The present invention relates to a color filter to be used for a liquid crystal display unit capable of color display. The present invention relates also to a color liquid crystal display unit provided with said color filter, and more particularly, to a color liquid crystal display unit having improved display quality and increased brightness of light passing through the color filter from the back light for liquid crystal.
Display units, typified by liquid crystal display units, to display character and image information are available in a variety of types capable of color display. A common way to realize the color display is to use a color filter.
The conventional color filter consists of a glass substrate and color patterns formed thereon. The patterns are colored in red (R), green (G), and blue (B) with a pigment or dye. The color filter of this type selectively transmits light in a specific wavelength region and absorbs (or screens) light outside the specific wavelength region. This leads to the disadvantage that the transmittance of light through the color filter is low.
For example, in the case of an RGB color filter, the filter for blue color absorbs light in the wavelength region corresponding to red color and green color in the incident white light and transmits blue color. This causes more than two thirds of the amount of incident light to be lost.
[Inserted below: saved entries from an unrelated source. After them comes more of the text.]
Issue #485, opened 2026-08-07
dashboard: input:done / input:error are declared and never handled — the tester is not told an input was dropped


jo-duchan:
Found while reviewing #484 (the #482 fix). Filed separately so that PR could stay inside one package.

## What happens

The relay forwards `input:done` / `input:error` to the browser, and the dashboard drops them on the floor. Both types are **declared** and never handled:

A color filter to tackle the above-mentioned problem was disclosed in Japanese Patent Laid-open No. 202118/1999. As schematically shown in FIG. 1, this color filter consists of a glass substrate 4, two filter layers 2, 3, and a flattening layer 1. The first filter layer 3 is laminated on that side of the glass substrate 4 from which light 11 emerges. The first filter layer consists of plural wavelength converting segments 3R, 3G, and 3B for red, green, and blue colors, respectively. The second filter layer 2 is laminated on that side of the first filter layer from which light emerges. The second filter layer consists of plural filter segments 2R, 2G, and 2B. The flattening layer 1 is intended to make flat the two layers laminated on top of the other.
The wavelength converting segments 3R convert light in the wavelength in the range from near ultraviolet to green into light in the wavelength region of red. The wavelength converting segments 3G convert light in the wavelength in the range from near ultraviolet to blue into light in the wavelength region of green. The wavelength converting segments 3B convert light in the wavelength in the range from near ultraviolet into light in the wavelength region of blue.
The liquid crystal display unit provided with the above-mentioned wavelength converting filter has the following disadvantage. In addition to the respective filter segments (2R, 2G, 2B) for red, green, and blue, it is essential to form the wavelength converting segments (3R, 3G, 3B) that convert the wavelength of incident light corresponding to the respective colors. This leads to an increase in steps for the production of color filter and also leads to a decrease in productivity of color filter.
Moreover, it is also necessary to form the segments comprising the color filtering layer by several steps after the wavelength converting layer has been formed. The severe heat history in these steps affects the segments comprising the wavelength converting layer underneath, which tends to deteriorate the function of the wavelength converting layer.
There is a need to address the above-mentioned problems. It is desirable to provide a color filter which has a high transmittance for incident light. It is further desirable to provide a color liquid crystal display unit capable of display with high brightness.
In accordance with an aspect of the invention, a color filter comprises a laminated structure having a substrate layer, color filter layer comprising plural filter segments, and a wavelength converting layer. The wavelength converting layer is co-extensive with the color filtering layer and comprises a material having the property of producing emergent light comprising a first range of frequencies in response to receiving incident light comprising a second range of frequencies.
In accordance with another aspect of the invention, a color filter comprises a laminated structure having a substrate layer, a color filtering layer comprising plural color filter segments, a first wavelength converting layer comprising plural first and second wavelength converting segments, and a second wavelength converting layer co-extensive with the color filter layer. The first wavelength converting segments produce first emergent light having a first range of wavelengths greater than a first wavelength value in response to receiving a first portion of incident light having wavelengths less than the first wavelength value. The second wavelength converting segments produce second emergent light having a second range of wavelengths greater than a second wavelength value in response to receiving a second portion of the incident light having wavelengths less than the second wavelength value. The second wavelength converting layer is a single layer of material which produces third emergent light having a third range of wavelengths greater than a third wavelength value in response to receiving a third portion of the incident light having wavelengths less than the third wavelength value.
In accordance with still another aspect of the invention, the foregoing aspects of the color filter are incorporated in a liquid crystal display device comprising a pair substrates. Disposed between the pair of substrates are a liquid crystal layer, a layer of transistor elements, and the foregoing described color filter.